If you want to pretend that x is missing some entries you can do that by either zeroing those specific values or by zeroing the weights associated with them. The easiest way to approach that would be to call .output(inputs, false, inputMask, null) which will apply the input mask to your inputs to effectively mask out what you want removed.

Or if you don’t like this approach from a fundamental perspective (zero may be a valid value after all!), you can drop the values in the input vector and drop the associated weights from the weight matrix.

To modify a weight matrix, you can use .getParam and .setParam on your model.

Or if you just want to enable dropout and other training time regularization for your output, you can use .output(input, true).

Thanks for the reply. That is extremely helpful! It looks like I need to getParam(“0_W”) and drop a column in the INDArray and then setParam it over, then drop the corresponding row in the input matrix for that feature, and then I should have an extremely fast evaluator for MC sampling. I agree with you, 0 does have a value in the model so this should make the node effectively “gone” more than setting the inputs to zero.

Thanks!

Here is the Exception I threw when trying to reduce the size of “0_W” on the line model.setParam("0_W", W)
(where W removed half of the rows, and I had already reduced the .getFeatures() INDArray matrix too, but never got to the Evaluation lines)

Exception in thread "main" java.lang.IllegalStateException: Cannot assign arrays: arrays must both be scalars, both vectors, or shapes must be equal other than size 1 dimensions.
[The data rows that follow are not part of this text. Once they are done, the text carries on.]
PR #151, opened 2016-05-16
[fix] Update argument with empty value adding for OrderedDict usage

jeromelebleu:


src/yunohost/app.py
```diff
@@ -1535,7 +1535,7 @@ def _parse_args_from_manifest(manifest, action, args={}, auth=None):
                 raise MoulinetteError(errno.EINVAL,
                     m18n.n('app_argument_required', name=arg_name))
             elif not arg_value:
```
Psycojoker: `not arg_value` is *nearly* equivalent to `(arg_value is None or arg_value == '')`, I don't know if it's something you want.

(The other situation in which the 2 differs is when arg_value is an empty datastructure like dict/list or zero or a custom object modified to behave like that)

jeromelebleu: This is the desired behavior - but thanks for the review.

PR #153, opened 2016-05-29
Fix minor grammar errors in English translation

Bugsbane:
Fixed a number of minor English spelling and grammar errors in the messages (for example the word "list" implies plural, so no need to double pluralize by saying "apps list").

For what it's worth, I'm a native English speaker who has worked as a copywriter.


opi:
Thanks a lot, looks good to me. I'll let @jeromelebleu do the merge, as he knows the translation system better than me (translate.yunohost.org).

@Bugsbane do you wan't to review other english messages (YunoHost admin, user panel, ...) ? Help from native english speakier is always welcome, especially in a french driven project ;)

jeromelebleu:
Thanks a lot! I would like to ask you the same question as @opi, if we can abuse your contribution... :)

By the way, I would like to take this opportunity to remove *successfully* from each message, do you have any objection?

locales/en.json
```diff
@@ -219,7 +219,7 @@
     "user_info_failed" : "Unable to retrieve user information",
     "user_home_creation_failed" : "Unable to create user home folder",
 
-    "package_unexpected_error" : "An unexpected error occured with the package '{pkgname}'",
+    "package_unexpected_error" : "An unexpected error occured in the package '{pkgname}'",
```
jeromelebleu: This message is printed when *pkgname* - which is generally a Debian package - cannot be installed / upgraded / removed and unexpectedly. Is *in the package* mean that? I really don't want to question your English but just learn it! :)

Bugsbane: Ok. Good to know @jeromelebleu. I may know English better, but you guys understand the technical reality the error message represents better than I in many cases. In this case it sounds like both "in" and "with" are roughly equally (in)correct. The really accurate way of stating should actually be more along the lines of:
"An unexpected error occurred processing the package '{pkgname}'"

jeromelebleu:
Done with https://github.com/YunoHost/yunohost/commit/502ae7577360430e2369124586b9450e2568bcab. Thanks! :)

Bugsbane:
@opl / @jeromelebleu I'm happy to help where I can. I don't have a ton of time, so I don't think I could go through the entire wiki / docs etc, but I went over the YunoHost admin and about 1/2 of what's just listed as "Yunohost" at translate.yunohost.org. I'll try to go through the rest when I get some time..

jeromelebleu:
No problem, just do what you want / can! :) Thanks anyway!

But in the future, I think it would be better to use as most as possible [Weblate](https://translate.yunohost.org) for English translations... I accidentally *broke* it since someone else has also changed some English strings there... ^^

Bugsbane:
> I accidentally broke it since you also changed some English strings there...

Sorry! Like I said. I may know English, but I'm no coder. No breakage intended...

PR #156, opened 2016-06-03
Some extra filters to reply-headers for outbound mail

retmarut:


jeromelebleu:
Thanks for that!

What's the goal of putting those filters there? From what I know and understand reading the [documentation](http://www.postfix.org/postconf.5.html#smtp_reply_filter), it *is a last-resort tool to work around server replies that break interoperability with the Postfix SMTP client* so it concerns more inbound email, isn't it?

Also, please note that if you move the file away from the `plain` folder, [this](https://github.com/YunoHost/yunohost/blob/unstable/data/hooks/conf_regen/19-postfix) script needs to be modified too to replace and copy this new configuration file.

julienmalik:
Agreed with @jeromelebleu 

This should be in http://www.postfix.org/header_checks.5.html instead
Especially I think this is for smtp_header_checks ("FILTERS WHILE DELIVERING MAIL") : http://www.postfix.org/postconf.5.html#smtp_header_checks

Please re-submit

M5oul:
@retmarut up?

frju365:
seems to be same as the https://github.com/YunoHost/yunohost/pull/374

PR #157, opened 2016-06-09
[ref] Invert no-stats option to with-stats in monitor_enable

jeromelebleu:
Since monitoring statistics was not finished - and by the way not usable, it inverts the behavior of monitor_enable to disable it by default. See [#395](https://dev.yunohost.org/issues/395) for more details.


Psycojoker:
Looks good from a python point of view.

Attempting to do x.assign(y) with x.shape=[1021, 180] and y.shape=[511, 180]

I tried .allowInputModification(true) on Layer 0, but I am still getting this error.
:frowning:

I am now trying to edit the DL4J source code, because of these errors. It looks like if BaseLayer.java didn’t use assign in its setParam method when the key already exist, I wouldn’t get this IllegalStateException error, so I changed it so that it uses put(key, value) whether or not the key already exists. model.allowInputModification(true) just throws an error that Input Modification is not implemented yet. @treo does that make sense?

That is a bad idea, considering what you are trying to do.

The exception you are seeing stems from the fact that dl4j is using one continuous piece of memory for the weights, and you are ripping holes into it.

Honestly, I thought you’d go with the zeroing approach, as it mathematically does the exactly same thing, but is probably a lot faster.

If you still want to continue down the path of changing the actual weight matrix, you’ll have to dig a bit deeper.

What you’d need to do additionally, is to use the Transfer Learning API and use nInReplace first to change the size of the weights (it will be randomly initialized) and then after building the model from there, you can actually replace the new random weights with the submatrix that you want to use.

Hi @treo , no, I tried the inputMask you suggested first. I tried setting the inputMask from both the model and layer0, but they both seem to be the wrong dimensions, it wants 180 rows (that’s the number of nodes in the first hidden layer that the features connect to in one of my models) and not 1021 (the number of features in all my models), so it does not seem to support masking out the features, maybe it’s returning the first hidden layer because that’s the first one it supports?

Thank you for your help, though, I can zero the rows that I wanted to remove and that would probably get around this. It does seem like mathematically it is the same thing. I’ll try it out and if that doesn’t work I’ll have to keep thinking…

image
(from Multiplying matrices and vectors - Math Insight)

Lets say that x is the input and A is the weights. If you want to remove the effect of any input from the total, setting it to zero results in the multiplication to be zero and therefore to not change the result of the sum.

It does indeed have the same effect, so it should work, and it doesn’t really matter if you zero your inputs or the appropriate weight row. But zeroing the inputs makes more sense.